Wherein I add the Kubernetes nodes to my host update Ansible playbook.
This is part eight of my k8s migration series.
With the number of hosts I’ve now got in my Homelab, I definitely need a better way to update them than manually SSH’ing into each. So a while ago, I created an Ansible playbook to update all hosts in my Homelab. These updates are also one of the reasons I keep so many physical hosts, even if they’re individually relatively small: I want an environment where I can take down any given host for updates without anything at all breaking, and especially without having to take the entire lab down before a regular host update.

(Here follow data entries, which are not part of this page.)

PR #1692, opened 2022-11-23
Move `split_full_path` to `Schema`

boraarslan:
Having this method on the `Schema` level will help simplify the code on Quickwit for the issue https://github.com/quickwit-oss/quickwit/pull/2260.

Also, this comes with a bonus of removing the `field_names` hashmap from `QueryParser`.

### DIFF
--- a/src/schema/schema.rs
+++ b/src/schema/schema.rs
@@ -252,6 +252,31 @@ impl Eq for InnerSchema {}
 #[derive(Clone, Eq, PartialEq, Debug)]
 pub struct Schema(Arc<InnerSchema>);
 
+// Returns the position (in byte offsets) of the unescaped '.' in the `field_path`.
+//
+// This function operates directly on bytes (as opposed to codepoint), relying
+// on a encoding property of utf-8 for its correctness.
+fn locate_splitting_dots(field_path: &str) -> Vec<usize> {
+    let mut splitting_dots_pos = Vec::new();
+    let mut escape_state = false;
+    for (pos, b) in field_path.bytes().enumerate() {
+        if escape_state {
+            escape_state = false;
+            continue;
+        }
+        match b {
+            b'\\' => {
+                escape_state = true;
+            }
+            b'.' => {
+                splitting_dots_pos.push(pos);
+            }
+            _ => {}
+        }
+    }
+    splitting_dots_pos
+}
+
 impl Schema {
     /// Return the `FieldEntry` associated with a `Field`.
     pub fn get_field_entry(&self, field: Field) -> &FieldEntry {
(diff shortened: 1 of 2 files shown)


src/schema/schema.rs
```diff
@@ -358,6 +383,21 @@ impl Schema {
         }
         Ok(doc)
     }
+
+    /// Splits a full_path, into a field name and a json path.
+    pub fn split_full_path<'a>(&self, full_path: &'a str) -> Option<(Field, &'a str)> {
```
guilload: `find_field`?

src/schema/schema.rs
```diff
@@ -358,6 +383,21 @@ impl Schema {
         }
         Ok(doc)
     }
+
+    /// Searches for a full_path, returning the field name and a json path.
```
fulmicoton: This is a public method in a library.

Can you elaborate the comment here?
What happens if there is a non-empty json path, but the field is not a json field for instance?

src/schema/schema.rs
```diff
@@ -358,6 +383,21 @@ impl Schema {
...
+    pub fn find_field<'a>(&self, full_path: &'a str) -> Option<(Field, &'a str)> {
+        if let Some(field) = self.0.fields_map.get(full_path) {
```
fulmicoton, line 396: No unit tests for find_field!? Can we add some?

boraarslan: I mostly copied the same unit test on `QueryParser`. I can remove the test from `QueryParser` or add more tests to `Schema` if that's what we want.

fulmicoton: yes please that would be awesome!

src/schema/schema.rs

My node updates need to execute the following sequence:
- Drain all Pods from the node
- Run
apt update
- Run
apt upgrade
- Reboot the machine
- Uncordon the machine
- Run
apt autoremove
I’ve got a couple of different classes of nodes in my Homelab, but I will concentrate only on those related to k8s in this post:
- Control plane nodes. These run the kubeadm control plane Pods and Ceph MONs.
- Ceph nodes. These run the Ceph OSDs providing storage to the Homelab and some other Ceph services.

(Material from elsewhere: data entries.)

Issue #1702, opened 2022-11-30
Max bucket limit in aggregation


PSeitz:
A max bucket limit was introduced here: https://github.com/quickwit-oss/tantivy/issues/1331.

It does not take into account a lot of final buckets when merging intermediate buckets.

PSeitz:
Superseeded by https://github.com/quickwit-oss/tantivy/issues/1822

PR #1703, opened 2022-11-30
Fix max bucket limit in histogram

PSeitz:
The max bucket limit in histogram was broken, since some code introduced temporary filtering of buckets, which then resulted in an incorrect increment on the bucket count.
The provided solution handles more use cases correctly, but there are still some scenarios unhandled (See #1702).

https://github.com/quickwit-oss/quickwit/issues/2503

### DIFF
--- a/src/aggregation/bucket/histogram/histogram.rs
+++ b/src/aggregation/bucket/histogram/histogram.rs
@@ -217,25 +217,22 @@ impl SegmentHistogramCollector {
         agg_with_accessor: &BucketAggregationWithAccessor,
     ) -> crate::Result<IntermediateBucketResult> {
         // Compute the number of buckets to validate against max num buckets
-        // Note: We use min_doc_count here, but it's only an estimate here, since were are on the
-        // intermediate level and after merging min_doc_count could be different.
+        // Note: We use min_doc_count here, but it's only an lowerbound here, since were are on the
+        // intermediate level and after merging the number of documents of a bucket could exceed
+        // `min_doc_count`.
         {
             let cut_off_buckets_front = self
                 .buckets
                 .iter()
                 .take_while(|bucket| bucket.doc_count <= self.min_doc_count)
                 .count();
-            let cut_off_buckets_end = self
-                .buckets
+            let cut_off_buckets_back = self.buckets[cut_off_buckets_front..]
                 .iter()
                 .rev()
                 .take_while(|bucket| bucket.doc_count <= self.min_doc_count)
                 .count();
-            let estimate_num_buckets = self
-                .buckets
-                .len()
-                .saturating_sub(cut_off_buckets_front)
-                .saturating_sub(cut_off_buckets_end);
+            let estimate_num_buckets =
+                self.buckets.len() - cut_off_buckets_front - cut_off_buckets_back;
 
             agg_with_accessor
                 .bucket_count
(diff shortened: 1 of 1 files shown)


fulmicoton (approved):

fulmicoton (changes requested):
...

src/aggregation/bucket/histogram/histogram.rs
```diff
@@ -215,6 +216,33 @@ impl SegmentHistogramCollector {
...
+        // Note: We use min_doc_count here, but it's only an estimate here, since were are on the
+        // intermediate level and after merging min_doc_count could be different.
+        {
+            let cut_off_buckets_front = self
+                .buckets
+                .iter()
+                .take_while(|bucket| bucket.doc_count <= self.min_doc_count)
+                .count();
+            let cut_off_buckets_end = self
+                .buckets
```
```suggestion
                .buckets[cut_off_buckets_front..]
```

src/aggregation/bucket/histogram/histogram.rs
```diff
@@ -215,6 +216,33 @@ impl SegmentHistogramCollector {
...
+                .iter()
+                .rev()
+                .take_while(|bucket| bucket.doc_count <= self.min_doc_count)
+                .count();
+            let estimate_num_buckets = self
+                .buckets
+                .len()
+                .saturating_sub(cut_off_buckets_front)
+                .saturating_sub(cut_off_buckets_end);
```
```suggestion
                - cut_off_buckets_front - cut_off_buckets_back
```

src/aggregation/bucket/histogram/histogram.rs
```diff
@@ -215,6 +216,33 @@ impl SegmentHistogramCollector {
...
+        // Compute the number of buckets to validate against max num buckets
+        // Note: We use min_doc_count here, but it's only an estimate here, since were are on the
+        // intermediate level and after merging min_doc_count could be different.
+        {
+            let cut_off_buckets_front = self
+                .buckets
+                .iter()
+                .take_while(|bucket| bucket.doc_count <= self.min_doc_count)
+                .count();
+            let cut_off_buckets_end = self
```
fulmicoton: nitpick... The opposite of front is back.

```suggestion
            let cut_off_buckets_back = self
```

src/aggregation/bucket/histogram/histogram.rs
```diff
@@ -215,6 +216,33 @@ impl SegmentHistogramCollector {
         self,
         agg_with_accessor: &BucketAggregationWithAccessor,
     ) -> crate::Result<IntermediateBucketResult> {
+        // Compute the number of buckets to validate against max num buckets
+        // Note: We use min_doc_count here, but it's only an estimate here, since were are on the
```
```suggestion
        // Note: We use min_doc_count here, but it's only an lowerbound here, since were are on the
```

It's an lowerbound, correct?

src/aggregation/bucket/histogram/histogram.rs
```diff
@@ -215,6 +216,33 @@ impl SegmentHistogramCollector {
...
+        // intermediate level and after merging min_doc_count could be different.
```
```suggestion
        // intermediate level and after merging the number of documents of a bucket could exceed `min_doc_count`.
```

src/aggregation/bucket/histogram/histogram.rs
PSeitz: yes

fulmicoton (approved):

- Worker nodes. Those run my Kubernetes workloads.
All three have some alterations on the above sequence of steps. All three classes of node have their separate play, and the plays all run in sequence, not parallel to each other, to ensure stability of the overall cluster. I’m reasonably sure that with some fancy footwork, I could probably run them in parallel as well. But the main goal of this setup is that I enter a single command, and then I can do something completely different, without having to babysit the update. If it takes an hour longer but I can just go and read something while it’s running, that’s an okay trade-off for me. Those of you following me on Mastodon can probably tell when my update Fridays are just by the volume of posts I make on those evenings. 😅
The first difference in the playbooks for each class of node is in the parallelism
inside the playbooks. For this, I’m using Ansible’s Linear Strategy.
Both the control plane and Ceph nodes run with serial: 1
, to make sure there
are always enough nodes up to keep the Homelab chugging along.

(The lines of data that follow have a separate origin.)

PR #1718, opened 2022-12-12
Isolating sstable and stacker in independant crates.

fulmicoton:
Both crate will be used in the new (optional + dynamic) fastfield work.


stacker/src/arena_hashmap.rs
```diff
@@ -41,15 +40,16 @@ impl KeyValue {
...
-/// stored in a user defined memory arena.
+/// Its main particularity is that rather than storing its
+/// keys in the heap, keys are stored in a memory arena
+/// inline with the values.
 ///
 /// The quirky API has the benefit of avoiding
 /// the computation of the hash of the key twice,
 /// or copying the key as long as there is no insert.
-pub struct TermHashMap {
+pub struct ArenaHashMap {
```
PSeitz, line 52: I think the new name is too generic, the implementation is very specific, mapping &[u8] keys to ids

stacker/src/arena_hashmap.rs
```diff
@@ -153,22 +158,30 @@ impl TermHashMap {
         }
     }
 
-    fn set_bucket(&mut self, hash: u32, key_value_addr: Addr, bucket: usize) -> UnorderedTermId {
+    #[inline]
+    fn set_bucket(&mut self, hash: u32, key_value_addr: Addr, bucket: usize) -> UnorderedId {
         self.occupied.push(bucket);
-        let unordered_term_id = self.len as UnorderedTermId;
+        let unordered_term_id = self.len as UnorderedId;
```
PSeitz:
```suggestion
        let unordered_id = self.len as UnorderedId;
```

stacker/src/arena_hashmap.rs
```diff
@@ -153,22 +158,30 @@ impl TermHashMap {
...
         self.len += 1;
         self.table[bucket] = KeyValue {
             key_value_addr,
             hash,
-            unordered_term_id,
+            unordered_id: unordered_term_id,
```
PSeitz:
```suggestion
            unordered_id,
```

stacker/src/arena_hashmap.rs
fulmicoton: Yeah... So `Term` will soon be incorrect, as I use the stacker with field names as keys in dynamic fast fields.

I could have something like `ArenaBytesHashMap` or something like this, but I think at this point `ArenaHashMap` is ok.

PR #1726, opened 2022-12-21
Refactoring to prepare for the addition of dynamic fast field

fulmicoton:


common/Cargo.toml
```diff
@@ -1,6 +1,6 @@
 [package]
 name = "tantivy-common"
-version = "0.4.0"
+version = "0.5.0"
```
PSeitz, line 3: I think it's better to let the versioning handle by cargo release, to keep everything in sync

PR #2809, opened 2026-01-22
fix: Fix hang in rare intersection case

stuhood:
In a rare case demonstrated by the repro on https://github.com/paradedb/paradedb/pull/3989, intersection could enter an infinite loop trying to `seek_into_the_danger_zone(TERMINATED)`.

This change adds two tests reproducing that behavior, and then has `seek_into_the_danger_zone` call `seek` when called with `TERMINATED` to fix both tests.

### DIFF
--- a/src/query/intersection.rs
+++ b/src/query/intersection.rs
@@ -304,6 +304,42 @@ mod tests {
         assert_eq!(intersection.doc(), TERMINATED);
     }
 
+    #[test]
+    #[ignore]
+    fn test_intersection_termination() {
+        use crate::query::score_combiner::DoNothingCombiner;
+        use crate::query::{BufferedUnionScorer, ConstScorer, VecDocSet};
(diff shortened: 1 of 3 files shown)


stuhood:
So, I really don't love this repro, but I failed to incorporate it into the existing proptests. Ideas welcome!

fulmicoton:
thank you so much!

fulmicoton:
Summing up my understanding:
The contract says `seek_into_the_danger_zone` returns true if do is part of the docset.

The blanket implementation goes like this.
```rust
let current_doc = self.doc();
if current_doc < target {
     self.seek(target);
}
self.doc() == target
```

So it will return true if target is `TERMINATED`, where really TERMINATED does not belong to the docset.

fulmicoton:
Merged as part of #2810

The worker nodes on the other hand are allowed to run with serial: 2
, updating
two hosts in parallel, as I should have enough slack in the cluster to keep at
least most things running even with two fewer nodes.
For draining the nodes, I initially used the k8s_drain_module.
But I had a problem with that one, namely getting too many requests
errors:
fatal: [node1 -> cnc]: FAILED! => {"changed": false, "msg": "Failed to delete pod rook-cluster/rook-ceph-osd-1-7977658495-nt6ps due to: Too Many Requests"}
I didn’t always get the error. Sometimes it just worked. And I’m not 100% sure
what the trigger here is. After spending quite a while googling, I’m still not
sure where those errors are even coming from. Whether it’s the kube-apiserver
which returns them, or whether it for example has something to do with Pod
disruption budgets. I then switched to executing kubectl
via the command module.
This worked without issue. The task for draining a node looks like this:
- name: drain node
tags:
- kubernetes
delegate_to: cnc
become_user: my_user
command:
argv:
- /home/my_user/.local/bin/kubectl
- drain
- --delete-emptydir-data=true
- --force=true
- --ignore-daemonsets=true
- "{{ ansible_hostname }}"
You need to supply the absolute path to the kubectl
binary, as this runs
a command directly, not inside a shell, so no PATH extensions and the like.
I’m also delegating this task to my Command & Control host. This is the only
machine with Kubernetes certs. The --delete-emptydir-data=true
is needed
because Cilium uses emptyDir
for some temporary storage, and without it, the drain fails.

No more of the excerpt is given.